In the span of two NHL seasons, forward Mike Santorelli has gone from promising young player to the waiver wire as his ice time, numbers, and shooting percentage dropped last season, falling from second in club scoring to 14th. While 2011-12 was a year to remember for the entire Panthers organization, it’s one Santorelli would probably like to forget.

Is there still hope for the 26 year-old Vancouver native? Find out after the jump…

Santorelli was acquired from Nashville for Florida’s fourth-round pick (Josh Shalla) in the 2011 Entry Draft. He played in all 82 games and scored 20 goals off a solid 10.4 shooting percentage. He was the fourth most used forward (behind David Booth, Marty Reasoner, and Stephen Weiss) and was lined up with David Booth and Stephen Weiss on the Panthers top powerplay, where he was second (third if you count Sergei Samsonov) in powerplay points.

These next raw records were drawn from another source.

PR #1341, opened 2020-01-13
Fix revoked_on_use with hashed secrets

tritrg:
### Summary

Revocation of tokens on first use doesn't work with enabled `hash_token_secrets`.

### DIFF
--- a/lib/doorkeeper/models/access_token_mixin.rb
+++ b/lib/doorkeeper/models/access_token_mixin.rb
@@ -40,6 +40,20 @@ module Doorkeeper
         find_by_plaintext_token(:refresh_token, refresh_token)
       end
 
+      # Returns an instance of the Doorkeeper::AccessToken
+      # with specific token value
+      #
+      # @param previous_refresh_token [#to_s]
+      #   previous refresh token value (any object that reponds to `#to_s`)
+      #
+      # @return [Doorkeeper::AccessToken, nil] AccessToken object or nil
+      #   if there is no record with such refresh token
+      def find_previous_refresh_token(previous_refresh_token)
+        token = previous_refresh_token.to_s
+
+        find_by(:refresh_token => token) 
+      end
+
       # Revokes AccessToken records that have not been revoked and associated
       # with the specific Application and Resource Owner.
       #
--- a/lib/doorkeeper/models/access_token_mixin.rb
+++ b/lib/doorkeeper/models/access_token_mixin.rb
@@ -40,20 +40,6 @@ module Doorkeeper
         find_by_plaintext_token(:refresh_token, refresh_token)
       end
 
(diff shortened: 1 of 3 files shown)


nbulaj:
Hi! We can't use ActiveRecord method here, we must use `#by_refresh_token` as it ORM-dependent and wouldn't break any doorkeeper ORM extension. Also it uses strategy class to find by refresh token, so maybe the issue actually somewhere in hashing strategy. Could you please check it?

nbulaj:
@oliverguentheroliverguenther  @donbobka do you remember if we have plain refresh tokens even if you use some secrets hashing strategy? I mean do changes from this PR is possible if we use some hashing?

lib/doorkeeper/models/access_token_mixin.rb
```diff
@@ -40,6 +40,20 @@ def by_refresh_token(refresh_token)
...
 
+      # Returns an instance of the Doorkeeper::AccessToken
+      # with specific token value
+      #
+      # @param previous_refresh_token [#to_s]
+      #   previous refresh token value (any object that reponds to `#to_s`)
+      #
+      # @return [Doorkeeper::AccessToken, nil] AccessToken object or nil
+      #   if there is no record with such refresh token
+      def find_previous_refresh_token(previous_refresh_token)
```
nbulaj: Let's call it `by_previous_refresh_token` to be convenient with other methods

donbobka:
@nbulaj If you enabled hashing secrets strategy, then `refresh_token` field stores digest of refresh_token. Why not id?

https://github.com/doorkeeper-gem/doorkeeper/blob/master/lib/doorkeeper/oauth/refresh_token_request.rb#L65
So, means `previous_refresh_token` column will keep digest when hashing enabled and plaintext token when hashing disabled

tritrg:
@nbulaj the naming should not be 'by_previous_refresh_token' since this is searching for token by refresh_token, disregarding hashed/plaintext. Also, @donbobka and I propose to move revoke_previous_refresh_token! from revocable to access_token_mixin.

nbulaj:
>  the naming should not be 'by_previous_refresh_token' since this is searching for token by refresh_token, disregarding hashed/plaintext.

Honestly I didn't understand you. I see that you call `find_by(refresh_token: token)` inside the newly added method method. We use `by_xxx` style across the project for ORM-dependent models API (`by_token`, `by_refresh_token`, `by_uid_and_secret` and so on).

nbulaj:
> Also, @donbobka and I propose to move revoke_previous_refresh_token! from revocable to access_token_mixin.

This makes sense since it related only to tokens, not grants :+1:

nbulaj:
OK, I think I can do some changes myself, so I'll merge this. Thanks @tritrg !

PR #1343, opened 2020-01-16
Fix Ruby 2.7 kwargs warning in InvalidTokenResponse

oshow:
I Run specs and found the following warning in Doorkeeper's code itself.

```
lib/doorkeeper/oauth/invalid_token_response.rb:31:
warning: Using the last argument as keyword parameters is deprecated;
maybe ** should be added to the call
```

Instead of expanding the hash to keyword arguments with
double splat, I have rewritten the hash into keyword arguments.
It's the same as `Doorkeeper::OAuth::InvalidRequestResponse#description`.


nbulaj:
Tested localy and seems like some weird gem broke the specs :(

PR #1345, opened 2020-01-17
Allow to configure Doorkeeper models

### LINKED ISSUE #1327: [Discussion] Revisit approach to let users extend models
In many scenarios an app needs to extend a Doorkeeper::Application  and Doorkeeper::AccessToken model.

I have an app running in production where we needed to extend those for different features, and I know I'm not the first.

It currently feels very hacky that the gem's users have to research proper ways to extending - some will just try monkey-patching and find issues. Others will try module prepend, and then will face issues with Rails reloader.

I think this gem is great, but I think the path that it took to define its models in an extensible way is just not mature as many apps need.

I think the maintainers should consider accepting a proposal for a more extensible approach, found in gems like Devise - you're responsible for providing the model and them we could just include the Doorkeeper's module/concern in there. That would let the users do whatever the want with the model without any hacks.

nbulaj:
Allow Doorkeeper models to be configurable in order to make it easy to extend or override them.

* Extract AR mixins for reuse
* Add config options to define own models
* Define specs
* Add description to initializer template

Fixes #1327

### DIFF
--- a/.rubocop.yml
+++ b/.rubocop.yml
@@ -50,7 +50,7 @@ Style/DoubleNegation:
 
 Layout/MultilineMethodCallIndentation:
   EnforcedStyle: indented
-Layout/TrailingBlankLines:
+Layout/TrailingEmptyLines:
   Enabled: true
 Layout/DotPosition:
   EnforcedStyle: leading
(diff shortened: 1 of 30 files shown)


rafaelsales:
@nbulaj this is huge! I really appreciate it!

In the AHL, Santorelli registered 579 shots, leading the Milwaukee Admirals in shots and points in his final two seasons (he had 204 in his first season, which was second). A career 0.83 point per game player in the AHL, Santorelli scored 171 points (career 74 goals and 97 assists) in 207 games. Using the NHLe formula, he’s a 12.9 goal, 16.9 assist, 29.8 point player in the NHL, which isn’t far off if average his two full seasons in the NHL (26 points).

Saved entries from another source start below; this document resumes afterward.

PR #1349, opened 2020-01-20
Ensure `Doorkeeper::Application` AR associations always use `application_id` as their foreign key

moiristo:
# Summary

This should not be implicit as the application model name can be configured via `Doorkeeper.configuration.application_class`.

### Other Information

Connects to doorkeeper-gem/doorkeeper#1327


moiristo:
@nbulaj I tried to create a spec for this, but I couldn't really find a way to set a custom Application class and reload all models to pick up on it. Maybe you know something? However, I have tested that this will correctly query the DB now when using a custom application class.

nbulaj:
@moiristo could you please add a changelog entry and squash commits to a single one? Thanks!

moiristo:
Done!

So what happened that caused Santorelli to drop from 0.24 goals per game to just 0.15? His ice time was cut, for starters.

Season TOI/G ES TOI/G PP TOI/G SH TOI/G
2010-11 16:41 12:36 2:41 1:22
2011-12 12:24 11:16 1:05 0:02

Santorelli went from 21.8 shifts per game to 17.6, losing all his shorthanded ice time. With the cut of his powerplay minutes, he went from 12 points to just three (tied for eighth on the team with Michal Repik), 28 on even strength to just eight. His GVT dropped from 4.0 to replacement player level (career AHLer) at -0.0.

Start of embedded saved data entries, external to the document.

PR #1354, opened 2020-01-29
Add option to authorize the calling user to access an Application

JoshNorthrup:
### Summary

I've added an option to define whether a user can authorize an application.
My specific use case is the following:
- All users belong to an organization
- Each Application belongs to an organization (via a foreign key on Application)
- I don't want users to be able to authorize an application that belongs to a different organization or see that it even exists for privacy reasons.

This is now achievable with the new option:
```
application_access do |resource_owner, application|
  resource_owner.org_id == application.org_id
end
```

When this validation fails the `invalid_client` error is used so it's indistinguishable from a nonexistent Application

### DIFF
--- a/app/controllers/doorkeeper/authorizations_controller.rb
+++ b/app/controllers/doorkeeper/authorizations_controller.rb
@@ -65,7 +65,11 @@ module Doorkeeper
     end
 
     def pre_auth
-      @pre_auth ||= OAuth::PreAuthorization.new(Doorkeeper.configuration, pre_auth_params)
+      @pre_auth ||= OAuth::PreAuthorization.new(
+        Doorkeeper.configuration,
+        pre_auth_params,
+        current_resource_owner,
+      )
     end
 
     def pre_auth_params
--- a/lib/doorkeeper/config.rb
+++ b/lib/doorkeeper/config.rb
@@ -280,6 +280,10 @@ module Doorkeeper
            default: {},
            deprecated: { message: "Customize Doorkeeper models instead" }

His shot totals also dropped, from 193 (second on the team behind Booth) in 2010-11 to just 117 (eighth on the team), causing his shooting percentage to drop to 7.7% The Panthers were 15th in the NHL with 2433 shots (29.7 per game), scoring 197 non-shootout goals (27th in the NHL), and had a team shooting percentage of 8.1%, same as the New York Islanders.

With his ice time cut and shots decreased, his PDO was 974 at even strength last season, 12 among Panther forwards who played 40+ games, thanks to a team worst On-Ice Team Shooting Percentage of 4.56 (7.84 last season, second best on the roster), that not even a 929 On-Ice Team Save Percentage could save. If Santorelli does continue to play in the NHL, we can expect his PDO to crawl towards 1000 over time.

The 2012-13 VUKOTA Projections do expect Santorelli to bounce back, not as much as his 2011-12 Projections (71.6 GP, 18.1G, 19.9 A, 38.0 Pts), but he is ranked 469 in the NHL in projected GVT, which is a huge increase from finishing the season ranked 747th last season. Of course, he needs get out of the doghouse first.